Eventually, we want to write a vault plugin so that tokens are generated on
demand, but this works for now
----
2020-03-25 18:05:47 UTC - Joel Cressy: Yeah, kinda sucks that vault doesn’t
have a jwt secrets engine. You can auth to vault with jwt, but vault won’t
generate/sign jwt’s for you.
----
2020-03-25 18:06:15 UTC - Addison Higham: we have a WIP plugin that we hope to
open source when we get there, just sorta stalled out with lots of other
priorities
----
2020-03-25 18:07:31 UTC - Addison Higham: but anyways, does that make sense? We
have some tooling in our little CLI tool that can do the vault auth and fetch
the token for you.
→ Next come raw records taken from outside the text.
PR #77, opened 2020-07-27
trigger the alert if node cannot be drained in the specified duration

bmeng:
https://issues.redhat.com/browse/OSD-4528

### DIFF
--- a/pkg/osd_cluster_upgrader/upgrader.go
+++ b/pkg/osd_cluster_upgrader/upgrader.go
@@ -256,11 +256,9 @@ func AllWorkersUpgraded(c client.Client, scaler scaler.Scaler, metricsClient met
 		return false, errSilence
 	}
 
-	if !okUpgrade {
-		if !silenceActive {
-			logger.Info("Worker upgrade timeout.")
-			metricsClient.UpdateMetricUpgradeWorkerTimeout(upgradeConfig.Name, upgradeConfig.Spec.Desired.Version)
-		}
+	if !okUpgrade && !silenceActive {
+		logger.Info("Worker upgrade timeout.")
+		metricsClient.UpdateMetricUpgradeWorkerTimeout(upgradeConfig.Name, upgradeConfig.Spec.Desired.Version)
 		return false, nil
 	}
 
--- a/pkg/osd_cluster_upgrader/upgrader.go
+++ b/pkg/osd_cluster_upgrader/upgrader.go
@@ -235,17 +235,28 @@ func CreateWorkerMaintWindow(c client.Client, scaler scaler.Scaler, metricsClien
 
 // This check whether all the worker nodes are ready with new config
 func AllWorkersUpgraded(c client.Client, scaler scaler.Scaler, metricsClient metrics.Metrics, m maintenance.Maintenance, upgradeConfig *upgradev1alpha1.UpgradeConfig, logger logr.Logger) (bool, error) {
-	ok, err := nodesUpgraded(c, "worker", logger)
-	if err != nil {
-		return false, err
+	okDrain, errDrain := nodeDrained(c, upgradeConfig, logger)
+	if errDrain != nil {
+		return false, errDrain
 	}
 
-	silenceActive, err := m.IsActive()
-	if err != nil {
-		return false, err
+	if !okDrain {
+		logger.Info("Node drain timeout.")
+		metricsClient.UpdateMetricNodeDrainFailed(upgradeConfig.Name)
+		return false, nil
 	}
 
-	if !ok {
+	okUpgrade, errUpgrade := nodesUpgraded(c, "worker", logger)
+	if errUpgrade != nil {
+		return false, errUpgrade
+	}
+
+	silenceActive, errSilence := m.IsActive()
+	if errSilence != nil {
+		return false, errSilence
+	}
+
+	if !okUpgrade {
 		if !silenceActive {
 			logger.Info("Worker upgrade timeout.")
 			metricsClient.UpdateMetricUpgradeWorkerTimeout(upgradeConfig.Name, upgradeConfig.Spec.Desired.Version)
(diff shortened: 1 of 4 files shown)


pkg/osd_cluster_upgrader/upgrader.go
```diff
@@ -567,3 +578,28 @@ func hasUpgradeCommenced(c client.Client, uc *upgradev1alpha1.UpgradeConfig) (bo
 
 	return true, nil
 }
+
+func nodeDrained(c client.Client, uc *upgradev1alpha1.UpgradeConfig, logger logr.Logger) (bool, error) {
```
wanghaoran1988, line 582: We are not checking node/nodes drained here, because the node upgrade is one by one, better rename this to `hasStuckNode` maybe?

pkg/osd_cluster_upgrader/upgrader.go
```diff
@@ -567,3 +578,28 @@ func hasUpgradeCommenced(c client.Client, uc *upgradev1alpha1.UpgradeConfig) (bo
...
+
+	drainTimeout := time.Duration(uc.Spec.PDBForceDrainTimeout) * time.Minute
+	var drainStarted metav1.Time
+	for _, node := range nodeList.Items {
+		if node.Spec.Unschedulable && len(node.Spec.Taints) > 0 {
+			for _, n := range node.Spec.Taints {
+				if n.Effect == "NoSchedule" {
+					drainStarted = *n.TimeAdded
+					if drainStarted.Add(drainTimeout).Before(metav1.Now().Time) {
+						logger.Info("Drain node failed")
```
wanghaoran1988, line 597: logger.Info("The node cannot be drained within * minutes") ?

pkg/osd_cluster_upgrader/upgrader.go
wanghaoran1988: Also please add a comment for the func

bmeng: the node is being drained during the upgrade process by the machine-config-operator 
https://github.com/openshift/machine-config-operator/blob/master/pkg/daemon/update.go#L144

the node is marked as unschedulable when the drain started, and mark the start time in the spec.taints. And marked it as schedulable again after the drain finished.
The function here is checking that the node is marking as unschedulable longer than given duration.

pkg/osd_cluster_upgrader/upgrader.go
```diff
@@ -567,3 +580,29 @@ func hasUpgradeCommenced(c client.Client, uc *upgradev1alpha1.UpgradeConfig) (bo
...
+	if errNode != nil {
+		return false, errNode
+	}
+
+	drainTimeout := time.Duration(uc.Spec.PDBForceDrainTimeout) * time.Minute
+	var drainStarted metav1.Time
+	for _, node := range nodeList.Items {
+		if node.Spec.Unschedulable && len(node.Spec.Taints) > 0 {
+			for _, n := range node.Spec.Taints {
+				if n.Effect == "NoSchedule" {
```
sedroche, line 597:
```suggestion
				if n.Effect == corev1.TaintEffectNoSchedule {
```

pkg/osd_cluster_upgrader/upgrader.go
```diff
@@ -567,3 +580,35 @@ func hasUpgradeCommenced(c client.Client, uc *upgradev1alpha1.UpgradeConfig) (bo
...
+
+// nodeDrained checks if the nodes are being drained successfully during the upgrade
+func nodeDrained(c client.Client, uc *upgradev1alpha1.UpgradeConfig, logger logr.Logger, metrics metrics.Metrics) (bool, error) {
+	nodeList := &corev1.NodeList{}
+	errNode := c.List(context.TODO(), nodeList)
+	if errNode != nil {
+		return false, errNode
+	}
+
+	pdbAlertName := "PodDisruptioinBudgetAtTime"
```
sedroche, line 592: `PodDisruptionBudgetAtTime`

ravitri: @bmeng - Did you intend to refer to [PodDisruptionBudgetAtLimit](https://github.com/openshift/cluster-kube-controller-manager-operator/blob/master/manifests/0000_90_kube-controller-manager-operator_05_alert-pdb.yaml#L12) alert here instead of `PodDisruptionBudgetAtTime` ?

bmeng: thanks for catching the stupid typo...

mrbarge:
@bmeng can you please create a follow-up card to cover creating test case(s) for this functionality? (if not going to be a part of this PR)

bmeng:
@mrbarge https://issues.redhat.com/browse/OSD-4639 The card for testing created.

pkg/osd_cluster_upgrader/upgrader.go
```diff
@@ -567,3 +580,35 @@ func hasUpgradeCommenced(c client.Client, uc *upgradev1alpha1.UpgradeConfig) (bo
...
+// nodeDrained checks if the nodes are being drained successfully during the upgrade
+func nodeDrained(c client.Client, uc *upgradev1alpha1.UpgradeConfig, logger logr.Logger, metrics metrics.Metrics) (bool, error) {
+	nodeList := &corev1.NodeList{}
+	errNode := c.List(context.TODO(), nodeList)
+	if errNode != nil {
+		return false, errNode
+	}
+
+	pdbAlertName := "PodDisruptionBudgetAtLimit"
+	pdbAlerts, errMetric := metrics.Query(fmt.Sprintf("ALERTS{alertname=\"%s\"}", pdbAlertName))
```
dofinn, line 593: So if we only allow Critical alerts to be raised during an upgrade. This will never be detected as it `severity:warning` as per: https://github.com/openshift/cluster-kube-controller-manager-operator/blob/master/manifests/0000_90_kube-controller-manager-operator_05_alert-pdb.yaml#L12

We ignore `warnings` in our own silences: https://github.com/openshift/managed-upgrade-operator/blob/master/pkg/maintenance/alertmanagerMaintenance.go#L185

bmeng: The silence was created in Alertmanager, where this call is calling the prometheus.

The prometheus will always fire the alert with specified severity, the alertmanager will decide if alert with integrated tools like PagerDuty.

So it should not be a problem for us.

sedroche: I was thinking about this too and I think its better to check for `PodDisruptionBudget` objects directly instead of querying prometheus. This removes prometheus and keeps it Kubernetes.
Looking at the alert it checks `status_expected_pods == status_desired_healthy`

bmeng: @sedroche Moved the pdb detection out of prometheus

That has made it easier for even teams that aren't totally
up on vault yet to just get started by calling our CLI tool to fetch the token
----
2020-03-25 18:07:58 UTC - Joel Cressy: What kind of TTL is on these credentials?
----
2020-03-25 18:08:55 UTC - Addison Higham: oh and one important detail: the ID
of the AWS role (or any AWS principal really) that vault uses for templating
locations is the `UniqueID` which means that any tooling first needs to resolve
role/user/etc to the unique ID before going to fetch the credential
----
2020-03-25 18:09:19 UTC - Addison Higham: (see this doc for details on that:
<https://docs.aws.amazon.com/IAM/latest/UserGuide/reference_identifiers.html#identifiers-unique-ids>)
----
2020-03-25 18:09:58 UTC - Joel Cressy: Oh, that’s like access key id for
standard iam creds. When you assume role, you have one of these unique ID’s as
the access key id along with secret and session/security token.
----
2020-03-25 18:10:20 UTC - Addison Higham: we let the user decide the TTL within
a range, but right now, defaults to a year. We still have a lot of apps that
aren't native k8s or with an existing vault integration yet. As that evolves,
we want to drop the default TTL down to a day or something
----
2020-03-25 18:10:48 UTC - Joel Cressy: Awesome, yeah user configurable TTL is
great because I also have a lot of things that don’t have native integrations.
----
2020-03-25 18:11:46 UTC - Joel Cressy: BTW, one of the first use cases I intend
to run pulsar for is log ingest/forwarding. I will do traditional pub/sub later
but current goals are to provide interfaces for log forwarders to send data
(e.g. filebeat, fluentd/fluentbit, etc)
----
2020-03-25 18:11:49 UTC - Addison Higham: yeah, obviously not ideal, but since
this is all over internal VPC (privatelink) and we have a plan for apps to be
able to use short lived tokens, that is where we are for now
----
2020-03-25 18:12:10 UTC - Addison Higham: heh, yeah, so I actually just wrote a
fluentbit plugin
----
2020-03-25 18:12:36 UTC - Addison Higham: via the golang interface, haven't
rolled it out at scale yet (next week likely), it isn't open source yet though
----
2020-03-25 18:12:53 UTC - Joel Cressy: I may also need find a way to map
non-aws service identities to pulsar, but with vault the sky’s the limit.
----
2020-03-25 18:14:21 UTC - Addison Higham: yeah, so our little microservice we
have, it can generate creds for users after an okta login. But yes, the same
pattern with vault should work relatively sanely
----
2020-03-25 18:15:19 UTC - Joel Cressy: ooo, yeah we use okta too so i’d have to
do something similar. Users auth to vault with okta, so maybe something could
be done there.
----
2020-03-25 18:16:58 UTC - Arthur: @Arthur has joined the channel
----
2020-03-25 18:21:51 UTC - Arthur: Hey, I try pulsar on Kubernetes with official
helm with only 3 kubernetes nodes. First try, I got affinity/antiaffinity
error. I change replication to 1 for zookeeper, booker and broker but now I
have "ManagedLedgerException: Not enough non-faulty bookies available". Is it
possible to disable antiaffinity ?
<#CJ0FMGHSM|kubernetes>
----
2020-03-25 21:01:15 UTC - Sijie Guo: you need to change the broker config map
to reduce ensemble size to 1.
<https://github.com/apache/pulsar/blob/master/deployment/kubernetes/helm/pulsar/values.yaml#L231>
I don’t think the current helm chart in master support disabling antiaffinity.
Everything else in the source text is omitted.